[Start of Attachment]
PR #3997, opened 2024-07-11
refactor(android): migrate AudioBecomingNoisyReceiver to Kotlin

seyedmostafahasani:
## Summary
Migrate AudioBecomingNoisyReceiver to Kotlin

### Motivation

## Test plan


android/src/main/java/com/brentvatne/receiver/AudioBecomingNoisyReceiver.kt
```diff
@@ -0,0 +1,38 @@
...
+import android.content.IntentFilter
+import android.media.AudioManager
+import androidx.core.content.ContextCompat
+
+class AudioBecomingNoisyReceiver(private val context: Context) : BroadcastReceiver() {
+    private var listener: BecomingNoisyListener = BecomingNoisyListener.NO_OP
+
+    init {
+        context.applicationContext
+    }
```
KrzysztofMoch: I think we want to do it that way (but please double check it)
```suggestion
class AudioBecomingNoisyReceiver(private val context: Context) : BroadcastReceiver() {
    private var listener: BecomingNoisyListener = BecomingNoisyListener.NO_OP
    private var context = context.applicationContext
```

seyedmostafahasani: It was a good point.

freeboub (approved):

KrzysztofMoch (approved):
[End of Attachment]
[Start of Attachment]
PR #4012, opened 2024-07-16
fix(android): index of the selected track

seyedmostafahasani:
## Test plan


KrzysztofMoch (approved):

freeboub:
[End of Attachment]
[Start of Attachment]
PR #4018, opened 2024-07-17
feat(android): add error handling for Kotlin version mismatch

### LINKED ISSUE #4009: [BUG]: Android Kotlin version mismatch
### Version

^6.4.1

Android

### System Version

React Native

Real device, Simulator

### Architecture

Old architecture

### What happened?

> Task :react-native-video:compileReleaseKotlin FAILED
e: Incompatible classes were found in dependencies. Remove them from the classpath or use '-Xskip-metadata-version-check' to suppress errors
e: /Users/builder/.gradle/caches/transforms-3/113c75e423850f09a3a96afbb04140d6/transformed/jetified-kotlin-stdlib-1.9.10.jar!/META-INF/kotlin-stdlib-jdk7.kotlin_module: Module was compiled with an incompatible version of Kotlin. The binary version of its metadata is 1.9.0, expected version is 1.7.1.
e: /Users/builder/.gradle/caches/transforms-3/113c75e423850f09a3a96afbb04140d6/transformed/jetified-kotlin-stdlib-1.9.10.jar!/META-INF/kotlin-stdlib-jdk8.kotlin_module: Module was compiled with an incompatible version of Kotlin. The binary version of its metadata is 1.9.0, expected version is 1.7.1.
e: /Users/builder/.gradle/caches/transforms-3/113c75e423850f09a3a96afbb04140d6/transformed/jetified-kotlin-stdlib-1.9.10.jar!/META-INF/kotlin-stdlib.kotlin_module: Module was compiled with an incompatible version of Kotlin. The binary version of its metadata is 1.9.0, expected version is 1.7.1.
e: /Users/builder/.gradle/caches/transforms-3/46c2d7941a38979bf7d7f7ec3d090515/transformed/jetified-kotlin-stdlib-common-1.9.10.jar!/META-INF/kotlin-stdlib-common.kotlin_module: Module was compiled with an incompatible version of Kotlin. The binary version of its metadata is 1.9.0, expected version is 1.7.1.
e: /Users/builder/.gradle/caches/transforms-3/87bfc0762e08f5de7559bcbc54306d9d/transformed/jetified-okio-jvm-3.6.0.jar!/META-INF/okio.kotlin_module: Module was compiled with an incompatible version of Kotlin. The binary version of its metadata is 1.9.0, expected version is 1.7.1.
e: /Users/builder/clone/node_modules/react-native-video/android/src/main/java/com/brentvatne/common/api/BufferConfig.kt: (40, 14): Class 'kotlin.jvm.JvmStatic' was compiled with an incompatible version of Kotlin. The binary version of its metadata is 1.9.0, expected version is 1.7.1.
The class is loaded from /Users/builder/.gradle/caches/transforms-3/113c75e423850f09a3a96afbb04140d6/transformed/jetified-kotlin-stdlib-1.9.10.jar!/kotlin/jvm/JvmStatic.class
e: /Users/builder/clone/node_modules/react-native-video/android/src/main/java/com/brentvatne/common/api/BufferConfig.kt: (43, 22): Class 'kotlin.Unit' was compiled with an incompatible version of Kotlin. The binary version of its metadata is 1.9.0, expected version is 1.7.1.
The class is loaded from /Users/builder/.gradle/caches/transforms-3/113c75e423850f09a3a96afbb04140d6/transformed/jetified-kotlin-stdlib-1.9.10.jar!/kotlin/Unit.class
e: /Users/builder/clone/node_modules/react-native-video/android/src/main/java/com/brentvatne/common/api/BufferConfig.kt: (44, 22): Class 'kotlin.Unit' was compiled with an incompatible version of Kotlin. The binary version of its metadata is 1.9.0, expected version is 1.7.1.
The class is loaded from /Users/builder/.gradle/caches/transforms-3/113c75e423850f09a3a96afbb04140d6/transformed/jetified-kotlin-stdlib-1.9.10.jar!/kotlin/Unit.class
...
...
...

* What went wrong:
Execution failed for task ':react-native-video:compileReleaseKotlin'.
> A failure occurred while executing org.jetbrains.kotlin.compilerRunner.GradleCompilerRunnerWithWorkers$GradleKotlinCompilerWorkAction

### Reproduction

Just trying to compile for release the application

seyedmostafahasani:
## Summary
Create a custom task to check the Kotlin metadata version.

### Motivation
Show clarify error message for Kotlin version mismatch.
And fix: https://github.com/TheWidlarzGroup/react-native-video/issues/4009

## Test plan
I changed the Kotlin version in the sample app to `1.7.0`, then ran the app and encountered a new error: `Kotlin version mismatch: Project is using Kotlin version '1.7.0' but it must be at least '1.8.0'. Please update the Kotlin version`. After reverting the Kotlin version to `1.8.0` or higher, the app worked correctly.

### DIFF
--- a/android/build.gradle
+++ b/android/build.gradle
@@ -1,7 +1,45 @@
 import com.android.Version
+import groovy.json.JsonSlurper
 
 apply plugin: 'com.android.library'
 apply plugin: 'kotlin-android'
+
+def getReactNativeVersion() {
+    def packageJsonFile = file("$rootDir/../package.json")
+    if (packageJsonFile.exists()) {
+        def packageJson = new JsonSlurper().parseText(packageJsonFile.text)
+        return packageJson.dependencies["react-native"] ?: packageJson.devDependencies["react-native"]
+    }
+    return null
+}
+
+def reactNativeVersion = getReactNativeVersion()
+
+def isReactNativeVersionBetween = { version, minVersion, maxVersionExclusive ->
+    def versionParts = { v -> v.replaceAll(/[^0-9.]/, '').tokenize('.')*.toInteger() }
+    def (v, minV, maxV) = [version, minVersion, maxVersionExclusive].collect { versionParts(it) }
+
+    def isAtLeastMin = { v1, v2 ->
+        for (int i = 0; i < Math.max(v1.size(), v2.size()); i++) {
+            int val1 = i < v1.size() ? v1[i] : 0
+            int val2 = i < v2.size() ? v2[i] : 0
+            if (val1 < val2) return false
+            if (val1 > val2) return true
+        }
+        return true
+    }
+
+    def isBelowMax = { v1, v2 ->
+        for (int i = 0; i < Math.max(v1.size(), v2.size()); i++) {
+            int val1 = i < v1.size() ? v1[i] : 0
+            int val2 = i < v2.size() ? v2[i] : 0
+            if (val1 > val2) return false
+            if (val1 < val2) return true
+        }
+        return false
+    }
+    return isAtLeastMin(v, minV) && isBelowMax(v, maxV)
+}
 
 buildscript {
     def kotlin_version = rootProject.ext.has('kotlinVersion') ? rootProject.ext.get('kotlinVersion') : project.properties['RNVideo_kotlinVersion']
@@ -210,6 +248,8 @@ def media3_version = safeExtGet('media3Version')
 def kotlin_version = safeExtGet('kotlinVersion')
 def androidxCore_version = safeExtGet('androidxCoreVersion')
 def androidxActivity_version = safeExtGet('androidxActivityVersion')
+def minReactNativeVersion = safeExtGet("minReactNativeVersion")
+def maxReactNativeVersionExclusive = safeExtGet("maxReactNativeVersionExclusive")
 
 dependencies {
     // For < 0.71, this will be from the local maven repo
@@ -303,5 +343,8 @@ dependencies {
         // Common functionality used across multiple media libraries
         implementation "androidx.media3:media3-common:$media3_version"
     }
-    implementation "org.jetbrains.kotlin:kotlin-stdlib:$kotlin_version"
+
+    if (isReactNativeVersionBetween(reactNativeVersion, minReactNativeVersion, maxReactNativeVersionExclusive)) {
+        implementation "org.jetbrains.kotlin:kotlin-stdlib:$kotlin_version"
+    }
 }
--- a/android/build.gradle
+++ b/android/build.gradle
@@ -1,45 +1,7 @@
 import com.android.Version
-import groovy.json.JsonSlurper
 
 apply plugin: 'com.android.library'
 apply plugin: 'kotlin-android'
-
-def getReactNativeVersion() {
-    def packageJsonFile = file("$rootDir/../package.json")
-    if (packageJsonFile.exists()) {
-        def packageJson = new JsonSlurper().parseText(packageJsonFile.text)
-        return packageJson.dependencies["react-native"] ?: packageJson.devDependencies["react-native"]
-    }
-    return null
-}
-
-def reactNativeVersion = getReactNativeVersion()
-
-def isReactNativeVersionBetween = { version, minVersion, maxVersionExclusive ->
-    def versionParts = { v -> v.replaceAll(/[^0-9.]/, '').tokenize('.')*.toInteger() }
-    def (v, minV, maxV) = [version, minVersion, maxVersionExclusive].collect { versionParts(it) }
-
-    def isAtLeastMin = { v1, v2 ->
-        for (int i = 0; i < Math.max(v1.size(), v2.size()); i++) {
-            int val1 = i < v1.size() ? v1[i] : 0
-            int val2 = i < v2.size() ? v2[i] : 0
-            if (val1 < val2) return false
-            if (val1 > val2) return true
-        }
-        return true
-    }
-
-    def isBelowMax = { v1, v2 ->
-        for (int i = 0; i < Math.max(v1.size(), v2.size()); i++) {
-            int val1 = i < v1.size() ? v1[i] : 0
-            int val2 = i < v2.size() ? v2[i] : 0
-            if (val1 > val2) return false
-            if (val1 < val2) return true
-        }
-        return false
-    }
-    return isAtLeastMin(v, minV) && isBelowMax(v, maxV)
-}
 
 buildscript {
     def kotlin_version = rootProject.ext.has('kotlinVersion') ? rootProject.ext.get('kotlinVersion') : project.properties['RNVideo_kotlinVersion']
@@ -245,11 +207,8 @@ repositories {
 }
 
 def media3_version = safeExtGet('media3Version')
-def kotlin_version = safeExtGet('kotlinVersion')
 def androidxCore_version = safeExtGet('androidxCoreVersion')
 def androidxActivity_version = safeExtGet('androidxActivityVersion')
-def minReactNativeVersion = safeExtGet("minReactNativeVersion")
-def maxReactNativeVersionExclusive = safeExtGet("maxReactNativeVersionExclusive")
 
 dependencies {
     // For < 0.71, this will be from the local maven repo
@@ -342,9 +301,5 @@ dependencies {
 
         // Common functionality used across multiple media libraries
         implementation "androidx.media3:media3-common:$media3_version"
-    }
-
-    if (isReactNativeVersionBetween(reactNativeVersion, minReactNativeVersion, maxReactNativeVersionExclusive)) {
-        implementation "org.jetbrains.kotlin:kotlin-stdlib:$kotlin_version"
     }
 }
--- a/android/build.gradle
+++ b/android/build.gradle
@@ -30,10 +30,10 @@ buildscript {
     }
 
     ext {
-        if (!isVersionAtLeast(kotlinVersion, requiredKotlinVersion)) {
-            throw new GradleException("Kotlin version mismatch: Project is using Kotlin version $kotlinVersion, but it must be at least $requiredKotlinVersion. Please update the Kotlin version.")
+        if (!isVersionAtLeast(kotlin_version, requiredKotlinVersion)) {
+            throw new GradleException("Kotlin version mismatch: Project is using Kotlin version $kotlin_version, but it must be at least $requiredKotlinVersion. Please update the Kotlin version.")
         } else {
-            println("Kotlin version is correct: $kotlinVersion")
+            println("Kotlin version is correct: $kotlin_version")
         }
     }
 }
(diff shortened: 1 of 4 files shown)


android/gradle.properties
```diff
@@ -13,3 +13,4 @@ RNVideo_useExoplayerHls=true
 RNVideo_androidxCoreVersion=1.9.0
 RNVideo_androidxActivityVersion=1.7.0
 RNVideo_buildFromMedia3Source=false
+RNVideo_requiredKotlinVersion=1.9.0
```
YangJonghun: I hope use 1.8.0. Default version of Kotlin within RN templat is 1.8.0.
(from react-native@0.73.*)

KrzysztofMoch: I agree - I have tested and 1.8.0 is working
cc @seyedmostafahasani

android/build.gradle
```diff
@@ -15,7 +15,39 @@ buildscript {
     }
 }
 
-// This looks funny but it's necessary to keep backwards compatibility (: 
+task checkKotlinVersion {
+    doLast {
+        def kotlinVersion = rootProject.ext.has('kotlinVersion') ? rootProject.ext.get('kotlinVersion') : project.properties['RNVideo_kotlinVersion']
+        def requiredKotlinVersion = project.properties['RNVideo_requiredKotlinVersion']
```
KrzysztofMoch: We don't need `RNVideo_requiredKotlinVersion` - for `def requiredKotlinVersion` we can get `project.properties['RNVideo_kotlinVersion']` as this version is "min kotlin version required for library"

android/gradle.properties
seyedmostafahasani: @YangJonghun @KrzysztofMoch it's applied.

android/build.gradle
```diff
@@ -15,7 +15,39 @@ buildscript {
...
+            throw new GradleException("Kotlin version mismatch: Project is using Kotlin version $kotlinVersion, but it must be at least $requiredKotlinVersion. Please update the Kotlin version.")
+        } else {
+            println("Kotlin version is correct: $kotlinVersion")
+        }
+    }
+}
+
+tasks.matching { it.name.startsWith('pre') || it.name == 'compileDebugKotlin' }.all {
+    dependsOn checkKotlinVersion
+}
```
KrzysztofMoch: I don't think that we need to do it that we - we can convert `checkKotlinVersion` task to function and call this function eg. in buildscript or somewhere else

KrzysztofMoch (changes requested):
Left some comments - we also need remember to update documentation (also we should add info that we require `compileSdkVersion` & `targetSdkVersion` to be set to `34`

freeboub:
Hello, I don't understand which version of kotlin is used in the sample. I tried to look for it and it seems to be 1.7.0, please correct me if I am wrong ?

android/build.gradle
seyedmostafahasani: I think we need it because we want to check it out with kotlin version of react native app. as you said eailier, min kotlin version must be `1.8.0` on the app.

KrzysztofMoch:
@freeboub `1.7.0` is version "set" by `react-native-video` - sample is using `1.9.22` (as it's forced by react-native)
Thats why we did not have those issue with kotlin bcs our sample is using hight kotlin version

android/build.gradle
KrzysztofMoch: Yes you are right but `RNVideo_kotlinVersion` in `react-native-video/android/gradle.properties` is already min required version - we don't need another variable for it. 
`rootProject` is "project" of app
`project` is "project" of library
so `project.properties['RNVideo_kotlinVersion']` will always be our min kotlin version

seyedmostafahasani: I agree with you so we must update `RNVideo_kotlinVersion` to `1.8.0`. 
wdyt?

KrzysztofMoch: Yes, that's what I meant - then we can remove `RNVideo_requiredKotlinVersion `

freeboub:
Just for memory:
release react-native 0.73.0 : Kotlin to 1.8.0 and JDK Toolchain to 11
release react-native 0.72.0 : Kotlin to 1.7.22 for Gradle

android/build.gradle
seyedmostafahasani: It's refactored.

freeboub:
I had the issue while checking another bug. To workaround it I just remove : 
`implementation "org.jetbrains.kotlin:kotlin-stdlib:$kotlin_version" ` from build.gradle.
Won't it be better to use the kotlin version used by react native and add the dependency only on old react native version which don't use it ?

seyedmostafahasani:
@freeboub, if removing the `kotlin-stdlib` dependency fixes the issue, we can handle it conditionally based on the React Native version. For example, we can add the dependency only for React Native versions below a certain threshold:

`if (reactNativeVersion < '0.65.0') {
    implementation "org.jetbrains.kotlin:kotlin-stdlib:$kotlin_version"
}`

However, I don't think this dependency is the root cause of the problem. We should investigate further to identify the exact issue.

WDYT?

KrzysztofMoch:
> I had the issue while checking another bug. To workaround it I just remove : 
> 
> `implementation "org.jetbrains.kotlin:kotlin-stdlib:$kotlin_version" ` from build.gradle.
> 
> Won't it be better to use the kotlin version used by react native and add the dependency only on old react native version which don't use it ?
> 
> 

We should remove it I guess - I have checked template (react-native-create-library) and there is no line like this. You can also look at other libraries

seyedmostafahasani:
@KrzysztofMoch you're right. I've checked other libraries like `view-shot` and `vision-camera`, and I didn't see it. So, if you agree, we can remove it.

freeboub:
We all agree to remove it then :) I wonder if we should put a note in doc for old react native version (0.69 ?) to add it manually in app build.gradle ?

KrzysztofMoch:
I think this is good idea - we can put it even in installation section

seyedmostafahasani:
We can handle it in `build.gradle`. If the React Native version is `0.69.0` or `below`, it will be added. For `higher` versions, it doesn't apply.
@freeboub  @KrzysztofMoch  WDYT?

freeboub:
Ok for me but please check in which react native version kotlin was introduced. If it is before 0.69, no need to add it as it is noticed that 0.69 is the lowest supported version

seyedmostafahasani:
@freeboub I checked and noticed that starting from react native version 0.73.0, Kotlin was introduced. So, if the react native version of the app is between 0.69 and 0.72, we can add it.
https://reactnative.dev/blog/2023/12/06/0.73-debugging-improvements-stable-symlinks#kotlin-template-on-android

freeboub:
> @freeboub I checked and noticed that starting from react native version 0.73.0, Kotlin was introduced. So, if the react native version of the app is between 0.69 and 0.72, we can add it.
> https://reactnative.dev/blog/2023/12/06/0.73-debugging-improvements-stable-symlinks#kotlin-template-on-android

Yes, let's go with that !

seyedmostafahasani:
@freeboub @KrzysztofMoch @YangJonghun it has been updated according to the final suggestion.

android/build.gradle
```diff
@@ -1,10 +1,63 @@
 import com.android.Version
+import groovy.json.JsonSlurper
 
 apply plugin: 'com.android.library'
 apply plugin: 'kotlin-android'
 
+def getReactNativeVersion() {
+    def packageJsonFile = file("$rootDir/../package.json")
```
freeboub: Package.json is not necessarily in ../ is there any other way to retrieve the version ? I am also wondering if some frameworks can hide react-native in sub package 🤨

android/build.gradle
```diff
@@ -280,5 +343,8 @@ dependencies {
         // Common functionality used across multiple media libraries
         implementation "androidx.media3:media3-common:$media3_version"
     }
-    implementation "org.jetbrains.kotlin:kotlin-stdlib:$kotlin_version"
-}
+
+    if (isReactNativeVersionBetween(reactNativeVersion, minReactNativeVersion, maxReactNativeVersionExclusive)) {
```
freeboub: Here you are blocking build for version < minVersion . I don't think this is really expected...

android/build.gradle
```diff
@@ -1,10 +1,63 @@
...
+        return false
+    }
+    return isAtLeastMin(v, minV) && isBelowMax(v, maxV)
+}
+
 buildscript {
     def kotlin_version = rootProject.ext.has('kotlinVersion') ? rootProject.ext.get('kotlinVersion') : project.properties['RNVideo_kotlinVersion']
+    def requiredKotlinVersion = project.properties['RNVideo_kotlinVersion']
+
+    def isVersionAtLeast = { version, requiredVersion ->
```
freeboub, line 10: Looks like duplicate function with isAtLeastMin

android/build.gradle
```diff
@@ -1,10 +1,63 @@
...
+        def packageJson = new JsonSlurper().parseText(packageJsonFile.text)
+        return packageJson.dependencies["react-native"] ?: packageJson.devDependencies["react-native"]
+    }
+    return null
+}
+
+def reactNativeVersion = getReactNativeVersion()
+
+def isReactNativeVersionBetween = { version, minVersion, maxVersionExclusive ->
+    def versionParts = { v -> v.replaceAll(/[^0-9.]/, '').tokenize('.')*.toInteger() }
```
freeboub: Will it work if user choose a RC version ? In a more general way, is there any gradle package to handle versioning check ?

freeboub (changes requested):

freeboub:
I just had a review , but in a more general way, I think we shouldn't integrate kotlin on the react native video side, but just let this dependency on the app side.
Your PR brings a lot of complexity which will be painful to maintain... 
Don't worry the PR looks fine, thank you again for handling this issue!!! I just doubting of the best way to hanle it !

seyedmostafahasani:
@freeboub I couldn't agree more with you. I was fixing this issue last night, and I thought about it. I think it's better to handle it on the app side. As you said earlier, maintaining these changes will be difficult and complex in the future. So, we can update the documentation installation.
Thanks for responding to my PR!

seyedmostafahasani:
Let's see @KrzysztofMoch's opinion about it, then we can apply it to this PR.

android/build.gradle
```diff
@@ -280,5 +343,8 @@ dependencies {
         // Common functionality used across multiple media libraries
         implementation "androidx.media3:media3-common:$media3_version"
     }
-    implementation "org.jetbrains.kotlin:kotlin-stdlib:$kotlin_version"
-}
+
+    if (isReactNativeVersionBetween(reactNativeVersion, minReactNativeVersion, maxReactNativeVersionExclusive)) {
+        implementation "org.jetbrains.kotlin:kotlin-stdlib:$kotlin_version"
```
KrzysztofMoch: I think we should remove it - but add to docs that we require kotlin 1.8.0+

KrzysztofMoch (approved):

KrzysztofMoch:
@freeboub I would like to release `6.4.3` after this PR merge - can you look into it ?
[End of Attachment]
List each line of the entries that holds the string "content".

+import android.content.IntentFilter
+import androidx.core.content.ContextCompat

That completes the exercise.